How to parse PQR files with Biopython

Question

As the PQR format is no longer standard PDB format, you'd need to modify the source of the Biopython PDB parser to fit your needs. Thankfully, Biopython is open source, and PDB.PDBParser is quite readable/easy to modify.

Extracting data

From the PQR description you gave:

"This format can deviate wildly from PDB due to the use of whitespaces rather than specific column widths and alignments."
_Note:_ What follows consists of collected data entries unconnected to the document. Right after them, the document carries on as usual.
PR #553, opened 2018-03-28
(maint) Fixes for custom bill-of-materials paths

underscorgan:
When using a custom project bill-of-materials path for precompiled archives, the bill-of-materials file was not correctly removed from the compiled archive, and thus conflicts with projects using the archive with the same custom bill-of-materials path.

The files added to the tarball should include the path to the bill-of-materials, not just the default bill-of-materials location.

### DIFF
--- a/lib/vanagon/platform.rb
+++ b/lib/vanagon/platform.rb
@@ -469,13 +469,27 @@ class Vanagon
       final_archive = "output/#{name_and_version_and_platform}.tar.gz"
       archive_directory = "#{project.name}-archive"
       metadata = project.build_manifest_json(true)
+
+      # previously, we weren't properly handling the case of custom BOM paths.
+      # If we have a custom BOM path, during Makefile execution, the top-level
+      # BOM is moved to the custom path. So, when cleaning up BOMs for non-custom
+      # paths we just want to remove the BOM at the top level of the tarball.
+      # But, if we have a custom BOM path we want to move it back to where it
+      # was prior to the Makefile execution so we can preserve it as an artifact
+      # but not leave it to conflict if it's installed in the same custom path
+      # as a project using this archive.
+      bill_of_materials_command = 'rm -f bill-of-materials'
+      if project.bill_of_materials
+        bill_of_materials_command = "mv .#{project.bill_of_materials.path}/bill-of-materials ../.."
+      end
+
       metadata.gsub!(/\n/, '\n')
       [
         "mkdir output",
         "mkdir #{archive_directory}",
         "gunzip -c #{name_and_version}.tar.gz | '#{tar}' -C #{archive_directory} -xf -",
         "rm #{name_and_version}.tar.gz",
-        "cd #{archive_directory}/#{name_and_version}; rm -f bill-of-materials; #{tar} cf ../../#{name_and_version_and_platform}.tar *",
+        "cd #{archive_directory}/#{name_and_version}; #{bill_of_materials_command}; #{tar} cf ../../#{name_and_version_and_platform}.tar *",
         "gzip -9c #{name_and_version_and_platform}.tar > #{name_and_version_and_platform}.tar.gz",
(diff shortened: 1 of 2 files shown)


lib/vanagon/platform.rb
```diff
@@ -469,13 +469,27 @@ def generate_compiled_archive(project)
...
+      # BOM is moved to the custom path. So, when cleaning up BOMs for non-custom
+      # paths we just want to remove the BOM at the top level of the tarball.
+      # But, if we have a custom BOM path we want to move it back to where it
+      # was prior to the Makefile execution so we can preserve it as an artifact
+      # but not leave it to conflict if it's installed in the same custom path
+      # as a project using this archive.
+      bill_of_materials_command = 'rm -f bill-of-materials'
+      if project.bill_of_materials
+        bill_of_materials_command = "mv .#{project.bill_of_materials.path}/bill-of-materials ../.."
+      end
```
mckern: twocents_1914


Consider this as a more idiomatic Ruby variable assignment:

```ruby
bill_of_materials_command = if project.bill_of_materials
                              "mv .#{project.bill_of_materials.path}/bill-of-materials ../.."
                            else
                              'rm -f bill-of-materials'
                            end
```

(though I think Rubocop might want it aligned under `bill_of_materials_command`, not under `if`)

lib/vanagon/project.rb
```diff
@@ -525,7 +525,13 @@ def has_services?
     #
     # @return [Array] all the files and directories that should be included in the tarball
     def get_tarball_files
-      files = ['file-list', 'bill-of-materials']
+      files = ['bill-of-materials']
+
+      if bill_of_materials
+        files = ["#{bill_of_materials.path}/bill-of-materials"]
+      end
```
mckern: Samesies ^^

lib/vanagon/platform.rb
mwaggett: `bill_of_materials_command = project.bill_of_materials ? "mv .#{project.bill_of_materials.path}/bill-of-materials ../.." : 'rm -f bill-of-materials'` seems more idiomatic to me?
but also, I'm totally fine with how it is rn.

mwaggett:
I'm honestly a little confused about what exactly this is fixing, but I trust you so

underscorgan:
@mwaggett there were a few places in the code where we weren't paying attention to the custom directory the bill-of-materials file is stored under when we were operating on the bill-of-materials. This updates those places to use the directory if it's set.

This issue cropped up when both a runtime and parent project have the same custom path. Without these fixes, in that case the runtime bill-of-materials would attempt to overwrite the parent project bill-of-materials and cause build failures. This makes custom bills of materials handled consistently with the standard bill of materials.

underscorgan:
And for the assignment style comments. I can update to use @mckern 's suggestion if there are strong feelings, but I don't have any for that 🤷‍♀️ . I'm generally 👎 on using selectors, they tend to make code more confusing / harder to read so I don't want to use that @mwaggett.

underscorgan:
@mwaggett The method where it was being removed and is now being moved out of the way is a compiled archive (like runtime) specific method. For compiled archives, they are formatted such that they're intended to be unpacked at the root level of the filesystem. For those jobs, the bill of materials is shipped alongside the archive rather than inside of it so it doesn't litter the filesystem.

We're moving it so it ends up in the right place to get shipped alongside the archive. This relates to https://github.com/puppetlabs/vanagon/blob/master/resources/Makefile.erb#L42-L44. With custom bill of materials paths the file is moved from its default location during the makefile execution, which means there is no bill of materials at the top level build directory if there's a custom path.


tl;dr - for compiled archive generation we were incorrectly shipping a bill-of-materials in the archive where we shouldn't have been. Moving it removes it from the archive while maintaining it as an artifact to ship alongside the compiled archive.

mwaggett:
ahhhh gotcha, thank you for explaining!

PR #554, opened 2018-03-28
(PA-1958) Add redhatfips as an RPM platform

ScottGarman:
redhatfips is a platform based on redhat with FIPS features enabled. We
treat it as a separate platform due to its unique build requirements.


ScottGarman:
Thanks @mwaggett, I've updated the PR accordingly.

PR #555, opened 2018-03-30
(VANAGON-117) Remove unused '--target' parameter

underscorgan:


underscorgan:
@e-gris nope. Target is still used for `build` and `render`, it's just passed as a positional parameter rather than a flagged parameter. The driver ends up initialized with
```
Vanagon::Driver.new(platform, project, options.merge({ :target => target }))
```

PR #556, opened 2018-04-06
(VANAGON-123) Add support for multiple service types

underscorgan:
Debian in particular supports running modern systems under either
systemd or sysv. This adds support for passing multiple servicetypes in
your platform definition and also installing multiple services.

### DIFF
--- a/lib/vanagon/component/dsl.rb
+++ b/lib/vanagon/component/dsl.rb
@@ -163,36 +163,40 @@ class Vanagon
       #
       # @param service_file [String] path to the service file relative to the source
       # @param default_file [String] path to the default file relative to the source
-      # @param service_name [String] name of the service
-      # @param service_type [String] type of the service (network, application, system, etc)
-      # @param link_target [String] executable service file should be linked to
-      def install_service(service_file, default_file = nil, service_name = @component.name, service_type: nil, link_target: nil) # rubocop:disable Metrics/AbcSize
-        case @component.platform.servicetype
+      # @param options optional extra parameters
+      #        service_name [String] name of the service
+      #        service_type [String] type of the service (network, application, system, etc)
+      #        link_target [String] executable service file should be linked to
+      def install_service(service_file, default_file = nil, service_name = @component.name, **options) # rubocop:disable Metrics/AbcSize
+        servicetype = options[:init_system] || @component.platform.servicetype
+        servicedir = @component.platform.get_service_dir(servicetype)
+
+        case servicetype
         when "sysv"
-          target_service_file = File.join(@component.platform.servicedir, service_name)
+          target_service_file = File.join(servicedir, service_name)
           target_default_file = File.join(@component.platform.defaultdir, service_name)
           target_mode = '0755'
           default_mode = '0644'
         when "systemd"
-          target_service_file = File.join(@component.platform.servicedir, "#{service_name}.service")
+          target_service_file = File.join(servicedir, "#{service_name}.service")
           target_default_file = File.join(@component.platform.defaultdir, service_name)
           target_mode = '0644'
           default_mode = '0644'
         when "launchd"
-          target_service_file = File.join(@component.platform.servicedir, "#{service_name}.plist")
+          target_service_file = File.join(servicedir, "#{service_name}.plist")
           target_mode = '0644'
           default_mode = '0644'
         when "smf"
-          target_service_file = File.join(@component.platform.servicedir, service_type.to_s, "#{service_name}.xml")
+          target_service_file = File.join(servicedir, options[:service_type].to_s, "#{service_name}.xml")
           target_default_file = File.join(@component.platform.defaultdir, service_name)
           target_mode = '0644'
           default_mode = '0755'
         when "aix"
-          @component.service = OpenStruct.new(:name => service_name, :service_command => File.read(service_file).chomp)
+          @component.service << OpenStruct.new(:name => service_name, :service_command => File.read(service_file).chomp)
           # Return here because there is no file to install, just a string read in
           return
         when "windows"
-          @component.service = OpenStruct.new(\
+          @component.service << OpenStruct.new(\
             :bindir_id => "#{service_name.gsub(/[^A-Za-z0-9]/, '').upcase}BINDIR", \
             :service_file => service_file, \
             :component_group_id => "#{service_name.gsub(/[^A-Za-z0-9]/, '')}Component"\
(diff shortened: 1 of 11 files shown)


underscorgan:
see also: https://github.com/puppetlabs/puppet-agent/pull/1393

underscorgan:
testing at http://jenkins-release.delivery.puppetlabs.net/job/vanagon_generic_job/1477/

lib/vanagon/component/dsl.rb
```diff
@@ -163,36 +163,40 @@ def conflicts(pkgname, version = nil)
...
           target_mode = '0644'
           default_mode = '0644'
         when "launchd"
-          target_service_file = File.join(@component.platform.servicedir, "#{service_name}.plist")
+          target_service_file = File.join(servicedir, "#{service_name}.plist")
           target_mode = '0644'
           default_mode = '0644'
         when "smf"
-          target_service_file = File.join(@component.platform.servicedir, service_type.to_s, "#{service_name}.xml")
+          target_service_file = File.join(servicedir, options[:service_type].to_s, "#{service_name}.xml")
```
mwaggett: Should this be the `servicetype` you defined above?

lib/vanagon/component/dsl.rb
```diff
@@ -217,7 +221,7 @@ def install_service(service_file, default_file = nil, service_name = @component.
         end
 
         # Register the service for use in packaging
-        @component.service = OpenStruct.new(:name => service_name, :service_file => target_service_file, :type => service_type)
+        @component.service << OpenStruct.new(:name => service_name, :service_file => target_service_file, :type => options[:service_type])
```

Biopython's PDB Parser expects values strictly on column widths. (It's perfectly valid for PDB files to have no white space between values.) I'd think your best bet would be to modify how line data is extracted in PDB.PDBParser, but maintain most of its other error-checking and Structure-creation. As the fields will be whitespace-delimited, you can simply use line.split() to create a list of parameters, which you then give meaningful names.

Once you parse the data from a given line, you'll probably want to store it as fields in an Atom object). Atoms are added to the structure with the structure_builder. Perhaps you could modify init_atom() to add charge and radius as fields to the PDB.Atom object.

Where to start

Here's the approximate location in the source code you'd want to modify.

Outline

So, start to finish, here's what I'd do:

Create a new StructureBuilder method init_pqr_atom() (modelled after init_atom()) which creates a new Atom object, adding charge and radius as fields in a new Atom. (Perhaps you'd want to create a PDB.PQRAtom object that inherits PDB.Atom?).
Create an optional parameter in the init() method of PDBParser that tells the parser it's a PQR file (not a standard PDB):
```
def __init__(self, PERMISSIVE=True, get_header=False,
         structure_builder=None, QUIET=False, is_pqr=False):
```
Pass is_pqr to _parse(), which passes it to _parse_coordinates.
Within _parse_coordinates, parse data as normal if not a PQR file (i.e. use the default PDB column specifications). If it is PQR, parse the data based on the whitespace-delimited format (again, Python's str.split() will return a list of whitespace-delimited items from a string).
Build the appropriate Atom or PQRAtom object in the structure, passing in the parsed values.